## Materials provided
PR #17893, opened 2025-11-21
Fix: Fixed crash that would sometimes occur when resizing the window

### LINKED ISSUE #17739: Bug: Resizing window in Dual Pane mode causes crash
### Description

When dual panes are enabled and you reduce the window size horizontally, it crashes the the app and then reopens itself.

### Steps To Reproduce

1. Open app
2. reduce window horizontally

https://github.com/user-attachments/assets/3ecb65a4-ef5f-4864-af0d-5c9b68cf7e35

### Files Version

4.0.11.0

### Windows Version

Edition	Windows 11 Pro
Version	25H2
OS build	26200.5761
Experience	Windows Feature Experience Pack 1000.26100.234.0

### User ID

45bd3559-e32a-4c9f-b0d2-791fb492a322

### Log File

[debug.log](https://github.com/user-attachments/files/22731730/debug.log)

workbysaran:
**Resolved / Related Issues**
Fixed a crash (DivideByZeroException) that occurred when resizing the window with multiple panes split vertically.

Closes #17739

1. Open Files with dual pane (vertical split)
2. Resize the window to smaller sizes
3. Resize window back to larger size and verify right pane restores with correct folder
4. Test multiple resize cycles and layouts to ensure stability

### DIFF
--- a/src/Files.App/MainWindow.xaml.cs
+++ b/src/Files.App/MainWindow.xaml.cs
@@ -28,7 +28,7 @@ namespace Files.App
 		{
 			InitializeComponent();
 
-			WindowHandle = WinUIEx.WindowExtensions.GetWindowHandle(this); 
+			WindowHandle = WinUIEx.WindowExtensions.GetWindowHandle(this);
 			MinHeight = 316;
 			MinWidth = 416;
 			ExtendsContentIntoTitleBar = true;


yair100:
Thank you for the PR. Can you please provide some details on why you went with this approach? Ideally the minimum size wouldn't have to change, and we would instead fix the underlying cause.

workbysaran:
@yaira2 
The application was crashing with a System.DivideByZeroException in Microsoft's WinUI framework when the window was resized too small with multiple panes displayed vertically. The crash occurs in WinUI's internal layout engine(FrameworkElement.MeasureOverride) when the available window space becomes insufficient to handle the grid's minimum height and width constraints.

In fact, the same issue happens even when using a single pane but the crash threshold is much lower (nearly 0px) compared to the original default size set by the code (316×416). With dual panes, the crash occurs around 700-850px width. So setting MinWidth = 850 and MinHeight = 646 on the main window itself prevents users from resizing below the threshold before WinUI's layout engine runs, avoiding the crash condition entirely.

If you don't want to set the size explicitly, we need to spend more time on research to find out why the internal Microsoft component fails, find out if there is a way to handle the validation ourselves, and confirm whether it's a Microsoft bug and report it accordingly.

Furthermore, we can enhance my previous fix to set the minimum size dynamically based on whether multiple panes are enabled.

Please let me know how you’d like to proceed.

workbysaran:
With further investigation, the DivideByZeroException occurs because the restored pane has no navigation parameters, leaving it uninitialized. When WinUI's layout engine attempts to measure and arrange the empty pane, it encounters invalid state, which can lead to a division-by-zero error during its dimension calculations.

I fixed the issue by saving the navigation parameters and restoring them when the pane is shown again.

yair100:
@workbysaran I don't recall the original behavior (maybe @winston-de or @gave92 remembers) but the other option is to use 'home' when adding back the second pane. Does anyone have a preference?

PR #171, opened 2017-04-20
(TK-440) Bump jetty version to 9.4 latest

adrienthebo:


rlinehan:
That graceful shutdown test failed again... I don't remember what the deal with that was, if we had put in a "fix" for it or if we were just rerunning all the time?

```
FAIL in (graceful-shutdown-test) (jetty9_service_test.clj:758)

no graceful shutdown when stop timeout is set to 0

request did not error as expected. response: {:opts {:body nil, :decompress-body true, :as :text, :method :get, :url "http://localhost:8080/hello", :headers {"accept-language" "en-US"}}, :error #error {

 :cause nil

 :via

 [{:type java.net.SocketTimeoutException

   :message nil

   :at [org.apache.http.nio.protocol.HttpAsyncRequestExecutor timeout "HttpAsyncRequestExecutor.java" 375]}]

 :trace
```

## Exercise prompt
In the listing above, find each line with the word "WinUIEx" and copy it out.

## Answer to the problem
-			WindowHandle = WinUIEx.WindowExtensions.GetWindowHandle(this); 
+			WindowHandle = WinUIEx.WindowExtensions.GetWindowHandle(this);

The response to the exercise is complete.